You could add 2 to 3 Tbs. flavored liqueur, such as kirsch, amaretto or orange liqueur. Waffles, kiwis, pineapple chunks or any fruit of choice would make for good dippers. Here's an example:

http://www.williams-sonoma.com/recipe/waffles-chocolate-fondue.html?cm_src=RECIPESEARCH


----------



## colleens

I've added Grand Marnier to my chocolate fondue recipe - 1 teaspoon is not going to make it seize up. After you have let the chocolate melt, added your cream, sugar and butter, and let it warm over barely simmering water bath for about 12 minutes, then take it off the heat and stir in the liquor when off heat. 

I like to make coconut macaroons (American not Parisian) and use those for dippers. Also make homemade pound cake and cut it into small squares. Spritz cookies or other butter cookies work well too.


----------



## chefanthony

homemade marshmallows


----------



## foodpump

Maybe I should clarify things a bit regarding chocolate and liquids....
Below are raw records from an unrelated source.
PR #716, opened 2022-07-08
Organize groups in state map

tabascq:
Allow arbitrary customization of groups in the state map, with a pattern like "Meta|*|Timing" which would put the Meta puzzles first, the Timing puzzles last, and all the other puzzles in the middle sorted by group. Supports arbitrary group names.

### DIFF
--- a/ServerCore/Pages/Events/Map.cshtml.cs
+++ b/ServerCore/Pages/Events/Map.cshtml.cs
@@ -21,15 +21,26 @@ namespace ServerCore.Pages.Events
 
         public StateStats[,] StateMap { get; private set; }
 
+        public string Groups { get; set; }
+
         public MapModel(PuzzleServerContext serverContext,
                         UserManager<IdentityUser> userManager)
             : base(serverContext, userManager) { }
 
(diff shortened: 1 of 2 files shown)


ServerCore/Pages/Events/Map.cshtml.cs
```diff
@@ -21,17 +21,28 @@ public class MapModel : EventSpecificPageModel
...
                 Refresh = refresh;
             }
 
+            Groups = groups ?? "Meta|*";
+
+            Dictionary<string, int> groupSortIndex = new Dictionary<string, int>();
+            string[] groupList = Groups.Split("|");
+            for (int i = 0; i < groupList.Length; i++)
+            {
+                groupSortIndex[groupList[i]] = i;
```
morganbr, line 43: Consider trimming the strings so there isn't whitespace confusion. Maybe also case/space insensitive comparison?

morganbr (approved):

ServerCore/Pages/Events/Map.cshtml.cs
tabascq: Good suggestions, done!

PR #733, opened 2022-08-11
Allow puzzle names to be raw HTML

tabascq:
The puzzle name appears in many more places than this, but this should cover all the player-facing cases as well as a couple of critical author/admin cases.

### DIFF
--- a/ServerCore/Helpers/RawHtmlHelper.cs
+++ b/ServerCore/Helpers/RawHtmlHelper.cs
@@ -15,7 +15,7 @@ namespace ServerCore.Helpers
         /// <returns>IHtmlContent containing either the raw html processed by Html.Raw or the entire string processed by Html.DisplayFor</returns>
         public static IHtmlContent Display<T>(string text, int eventId, IHtmlHelper<T> helper)
         {
-            if(text != null && text.EndsWith(")") && text.Contains("Html.Raw("))
+            if (text != null && text.EndsWith(")") && text.Contains("Html.Raw("))
             {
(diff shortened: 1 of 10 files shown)


Vroo (commented):
This would be nice. Just to check I understand it.

For this line in Puzzles/Edit.cshtml
```
<h3>@Model.Puzzle.Name: Properties <input type="submit" value="Save properties" class="btn btn-default btn-primary" /><a class="btn btn-default btn-link" asp-page="./Delete" asp-route-puzzleId="@Model.Puzzle.ID">Delete this puzzle</a></h3>
```
it will render the puzzle name as html.

When rendering the prereqs it will render the Plaintext name or the full unfiltered name?

This menu:
```
<select class="form-control" asp-for="NewPrerequisiteID" asp-items="@(new SelectList(Model.PotentialPrerequisites, "ID", "Name"))"></select>
```
really should use the Plaintext name and I don't think it does.

I know it's probably not conventional, but adding this to DataModel/Puzzle.cs might be helpful:
```
[NotMapped]
public Uri PlaintextName
{
     get { return RawHtmlHelper.Plaintext(Name, Event.Id); }
}
```
might be very helpful. You could also do that for `HtmlName`.

tabascq:
Agree that more could be done here (and I alluded to as much in my initial comment), but I am traveling all day tomorrow and then you have a beta coming up this weekend. I'm not opposed to doing more later.

Vroo:
Agree. Just couldn't tell for sure it wasn't sticking rendered html in a menu.

Vroo (approved):

PR #737, opened 2022-08-23
Fix Bulk Hints

tabascq:
I wasn't aware that there was a table that needs to have entries added. Oops!

I also missed that the hints page, being player-visible, needs to have Html.Raw support for the puzzle name.


Vroo (approved):
I don't see any issues but since I wouldn't have known this was required either, better to have someone else review it.

Is a change like this necessary for uploading bulk responses? It did work for me but I did see some server errors.

tabascq:
There is no similar table for bulk responses. I can look up any recent server errors you have, though I need timestamps.

Vroo:
I don't remember when it happened but I'll note the time next time I see a server error.

PR #741, opened 2022-09-03
indicate creditable hints with a ★

Vroo:


ServerCore/Pages/Teams/Hints.cshtml
```diff
@@ -68,6 +68,12 @@ You have <b>
         <text>no</text>
     }
 </b> hint coins.
+@if (Model.Hints.Any(h => h.Hint.Cost < 0)) {
+    <text>
+        Hints marked ★ are creditable hints.
+        If you unlock these hints, you will receive credit for the cost of that hint against the cost of other creditable hints.
```
tabascq, line 74: Both lines display along with the line before on a single line of text. For slightly higher understanding of what "these hints" refers to, I suggest either adding a <br/> before line 73, or combining 73/74 and replacing "hints. If" with "hints; if".

Vroo: Took both suggestions although I used a colon instead of a semicolon (since the second sentence is defining a term in the first). Thanks.

tabascq (approved):

Issue #1115, opened 2024-11-12
Remove isBlazorDisabled check


vidapour:

vidapour:
Includes cleaning up duplicate Blazor-disabled pages

PR #1288, opened 2025-11-29
Remove references to allowBlazor from code

digit01Wave:
#1115
This PR 
- defaults embedded and blazor to true on creation
- removes references to Model.Event.AllowBlazor in code


tabascq:
Does this make the page for /Teams/List dead code, or is there another entry point to it?

tabascq:
> > Does this make the page for /Teams/List dead code, or is there another entry point to it?
> 
> It is referred to in some partial cshtmls from past events (nipd2020/homePartial.cshtml, nipd2021/homepartial.cshtml). To not break those i was going to leave it.

I don't think it is critically important to preserve the signup procedure for a five year old event, but why not change these to /Teams/Signup?

I'm just trying to keep us from needing to perpetually maintain code that nobody will ever run.

digit01Wave:
> > > Does this make the page for /Teams/List dead code, or is there another entry point to it?
> > 
> > 
> > It is referred to in some partial cshtmls from past events (nipd2020/homePartial.cshtml, nipd2021/homepartial.cshtml). To not break those i was going to leave it.
> 
> I don't think it is critically important to preserve the signup procedure for a five year old event, but why not change these to /Teams/Signup?
> 
> I'm just trying to keep us from needing to perpetually maintain code that nobody will ever run.

That is fair. I removed all references to /List and replaced it with signup

tabascq:
Thanks! I'd like @morganbr to ring in on this since he did the original signup conversion and may know of a wrinkle we have forgotten, but I don't see any issues. I'm not signing off just so we remember that Morgan has to look.

Issue #1248, opened 2025-06-24
Fix lunch order deadline


tabascq:
The lunch order deadline date evaluates via server time, not local time.

PR #1291, opened 2026-01-18
Fix Lunch Date

tabascq:
Rather than render the lunch deadline server-side, use the existing time-adjustment technique but add an optional format.


tabascq:
Fixes #1248

PR #1307, opened 2026-02-19
Support for hiding standings

tabascq:
Remove 3 nearly-entirely-nonfunctional properties of Event (one property was used on one line of Play.cshtml and was clearly incomplete in its implementation), and add two new properties that are actually functional. This seemed cleaner than actually wiring support for the old properties, and fewer dates is less work for admins.

The old ShowFastestSolves property (which, again, did not actually do what it advertised) is set on 11 old events, and will need to be reset on those events since that property is being recycled to mean the opposite. [I tried to hand-modify the migration code in this PR but that didn't work out, and tweaking these 11 events in SQL will be the least overall work by far.]


ServerCore/Pages/Events/Create.cshtml
```diff
@@ -64,15 +64,15 @@
             </div>
             <div class="description-column">The text shown after the copyright symbol at the bottom of every page on the site.</div>
             <div class="form-group">
-                <label asp-for="Event.ShowFastestSolves"></label>
-                <input asp-for="Event.ShowFastestSolves" />
+                <label asp-for="Event.HideFastestSolves"></label>
+                <input asp-for="Event.HideFastestSolves" />
             </div>
-            <div class="description-column">Shows a second standings page for the top 3 fastest solves per puzzle.</div>
+            <div class="description-column">Shows the number of times each puzzle is solved. If HideStandings is false, also shows the top 3 fastest solves per puzzle.</div>
```
digit01Wave: [nit]: Would it be clearer to just say "If HideFastestSolve is false, shows the top 3 fastest solves per puzzle"

ServerCore/Pages/Events/Edit.cshtml
```diff
@@ -70,15 +70,15 @@
             </div>
             <div class="description-column">The text shown after the copyright symbol at the bottom of every page on the site.</div>
             <div class="form-group">
-                <label asp-for="EditableEvent.ShowFastestSolves"></label>
-                <input asp-for="EditableEvent.ShowFastestSolves" />
+                <label asp-for="EditableEvent.HideFastestSolves"></label>
```
digit01Wave: Same comment as in Create.cshtml

digit01Wave (approved):

ServerCore/Pages/Events/Edit.cshtml
digit01Wave: nevermind

PR #1311, opened 2026-03-11
Mobile Fixes

tabascq:
Fixes several things:
- crash in some pages if you aren't part of a team
- some capitalization tweaks
- tools & techniques list now wraps on narrow screens
- puzzle author aligns better with rest of content at top of page
- content at top of page responds better to narrow widths
- lockout message now has working link
- team registration reminder on team list does not show if registration is closed


tabascq:
Note: There are other mobile fixes that are part of the event-specific repos, and thus not included here.

morganbr (approved):

PR #1317, opened 2026-04-09
Multiple options (toppings) per item (pizza)

tabascq:
Overall UX:
image

First dropdown (the set of options is an event property, not hardcoded):
image

Disabling on decline:
image

Second dropdown not showing duplicates:
image

Appearance of a double option when ordered:
image


ServerCore/Pages/Teams/Details.cshtml
```diff
@@ -250,15 +293,26 @@
...
                                 <option value="">Select an option</option>
-                                <option value="Skip Item">Skip Item</option>
+                                <option value="none">Decline Lunch Item</option>
                                 @foreach (var lunchOption in DetailsModel.LunchOptions)
                                 {
                                     <option value="@lunchOption">@lunchOption</option>
                                 }
                             </select>
-                            <button type="submit" asp-page-handler="AddLunch" asp-route-teamId="@Model.Team.ID" asp-route-newLunch="@Model.NewLunch">Add</button>
+                            @if (Model.Event.LunchOptionsPerLunch > 1)
```
morganbr: Only supporting one more item is a bit misleading here. I'd suggest binding to an array of items.

ServerCore/Pages/Teams/Details.cshtml
```diff
@@ -57,7 +57,50 @@
...
+
+        isUpdatingOptions = true;
+        let noneSeen = false;
+
+        document.querySelectorAll(".lunch-select option").forEach(option => {
+            option.classList.remove("hidden");
+        });
+
+        document.querySelectorAll(".lunch-select").forEach(select => {
+            if (noneSeen) { select.disabled = true; select.value = ""; return; }
```
morganbr, line 77: Does this prevent unselecting "Decline" if you ever select it?

ServerCore/Pages/Teams/Details.cshtml
```diff
@@ -57,7 +57,50 @@
         display: table;
         clear: both;
     }
+
+    .hidden { display: none; }
 </style>
+<script>
+    let isUpdatingOptions = false;
+
+    function updateOptions() {
```
morganbr, line 66: I imagine this worked for you, but it is the kind of pattern that tends to conflict with asp.net rendering. It might be a better idea to use Blazor if possible

ServerCore/Pages/Teams/Details.cshtml
```diff
@@ -57,7 +57,50 @@
...
+                });
+            }
+        });
+
+        isUpdatingOptions = false;
+    }
+
+    document.addEventListener("DOMContentLoaded", function () {
+        document.querySelectorAll(".lunch-select").forEach(select => {
+            select.addEventListener("change", function () { updateOptions(); });
```
morganbr, line 100: Does this behave correctly if you reload the page?

morganbr (changes requested):

ServerCore/Pages/Teams/Details.cshtml
tabascq: specifically check that graying etc works on load

ServerCore/Pages/Teams/Details.cshtml
tabascq: try this:
        `public string[] NewLunch { get; set; }`

and then `NewLunch[i]` in the `asp-for`

ServerCore/Pages/Teams/Details.cshtml
tabascq: No because at the beginning of the loop, noneSeen is false. It only gets set to true once it finds a "none", a couple of lines below this - so it never disables itself.

ServerCore/Pages/Teams/Details.cshtml
tabascq: Perhaps but this is what I have time for.

ServerCore/Pages/Teams/Details.cshtml
tabascq: On reload this clears out the uncommitted pizza choices, which is fine.

ServerCore/Pages/Teams/Details.cshtml
tabascq: This seemed to work! I had to use Request.Form to access the values though.

ServerCore/Pages/Teams/Details.cshtml
```diff
@@ -237,7 +280,7 @@
                         <p>@Model.Event.LunchDescription</p>
                     }
                     <p>
-                        Your team can currently have @Model.EditableLunches item(s). If your team wants to opt out of one of the items, select &quot;Skip Item&quot;. If you cannot have any of the options offered due to dietary restrictions, please email <a href="mailto:puzzhunt@microsoft.com">puzzhunt@microsoft.com</a> with details and we'll find an alternative.
+                        Your team can currently have @Model.EditableLunches item(s). If your team wants to opt out of one of the items, select &quot;Decline Lunch Item&quot;. If you cannot have any of the options offered due to dietary restrictions, please email <a href="mailto:puzzhunt@microsoft.com">puzzhunt@microsoft.com</a> with details and we'll find an alternative.
```
digit01Wave: [non-blocker]: I think we want this to be sentence cased like the other options (i.e. "Decline lunch item")

digit01Wave: Would it be clearer to say "...can currently have EditableLunchs lunch item(s)?" instead of just "items?"

ServerCore/Pages/Teams/Details.cshtml
```diff
@@ -250,15 +293,18 @@
...
-                                {
-                                    <option value="@lunchOption">@lunchOption</option>
-                                }
-                            </select>
-                            <button type="submit" asp-page-handler="AddLunch" asp-route-teamId="@Model.Team.ID" asp-route-newLunch="@Model.NewLunch">Add</button>
+                            @for (int i = 0; i < Model.Event.LunchOptionsPerLunch; i++)
+                            {
+                                <select class="lunch-select" asp-for="@Model.NewLunch[i]">
+                                    <option value="">Select an option</option>
+                                    <option value="none">@(i==0 ? "Decline Lunch Item" : "None")</option>
```
digit01Wave: [non-blocker]: Sentence case

digit01Wave (approved):

digit01Wave (approved):

PR #1318, opened 2026-05-12
Add database indexes for perf improvements

roger-wolfson:


Data/PuzzleServerContext.cs
```diff
@@ -67,12 +68,17 @@ public static void UpdateDatabase(IApplicationBuilder app)
         protected override void OnModelCreating(ModelBuilder modelBuilder)
         {
             modelBuilder.Entity<ContentFile>().HasIndex(contentFile => new { contentFile.EventID, contentFile.ShortName }).IsUnique();
+            modelBuilder.Entity<ContentFile>().HasIndex(contentFile => new { contentFile.EventID, contentFile.FileType}).IncludeProperties(contentFile => new { contentFile.ShortName, contentFile.UrlString, contentFile.PuzzleID}).IsUnique();
```
morganbr: This should be non-unique since we can have multiple puzzles/solutions in an event

Data/Migrations/PuzzleServerContextModelSnapshot.cs
```diff
@@ -285,6 +285,11 @@ protected override void BuildModel(ModelBuilder modelBuilder)
 
                     b.HasIndex("PuzzleID");
 
+                    b.HasIndex("EventID", "FileType")
```
morganbr: You'll need to regenerate the 3 migration files after your fixes to the model

Data/PuzzleServerContext.cs
```diff
@@ -82,6 +88,9 @@ protected override void OnModelCreating(ModelBuilder modelBuilder)
             modelBuilder.Entity<SinglePlayerPuzzleStatePerPlayer>().HasIndex(pspt => new { pspt.PlayerID, pspt.SolvedTime });
             modelBuilder.Entity<SinglePlayerPuzzleUnlockState>().HasKey(state => new { state.PuzzleID });
             modelBuilder.Entity<Room>().HasIndex(room => new { room.EventID, room.Building, room.Number }).IsUnique();
+            modelBuilder.Entity<PlayerInEvent>().HasIndex(pie => new { pie.PlayerId, pie.EventId});
+            modelBuilder.Entity<PuzzleUser>().HasIndex(pu => new { pu.IdentityUserId});
+            modelBuilder.Entity<TeamMembers>().HasIndex(tm => new { tm.ID }); //EF can't parse this for nested types, so this is a placeholder to manually edit the generated model to INDEX Team.ID, User.ID, INCLUDE Class.ID, ID, TemporaryClassID
```
morganbr: It looks like the existing clustered index should be on this column. Does this have an effect?

morganbr (changes requested):

Data/PuzzleServerContext.cs
tabascq: I'd be lying if I said I truly knew how to read this line of code, but short names and URL strings are unique per event, correct?

morganbr (approved):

Adding ANY liquid (and this includes steam, or even high humidity) to pure chocolate will make it sieze up. If you have chocolate and money to throw away, you can try it for yourself: Add a few drops of water to liquid (melted) chocolate and see for yourself; it turns to cement before your very eyes. Thing is, this happens when you add _*small*_ amounts of liquid to the chocolate. If you add larger amounts of liquid--say a ratio of 1 part chocolate to 1 part cream, milk, water, or booze to the chocolate, you get a pudding-like consistency (we call it "Ganache") This will never harden to chocolate-like consistency, but it will become somewhat firm if allowed to cool down. By adding a lot of liquid, say 11/2 parts or even more liquid to 1 part melted chocolate, you get a heavy syrup like liquid that we would call a "glaze". You can dip with this, or cover cakes, or do whatever, but again, it will never harden up like chocolate but will turn semi-soft.

So a fondue (fondue= "melted" in French) is usually 11/2 parts liquid to 1 part of chocolate. It works great, tastes great with all of the tid-bits mentioned above, but choc. fondue will never get rock-hard and brittle like chocolate.


----------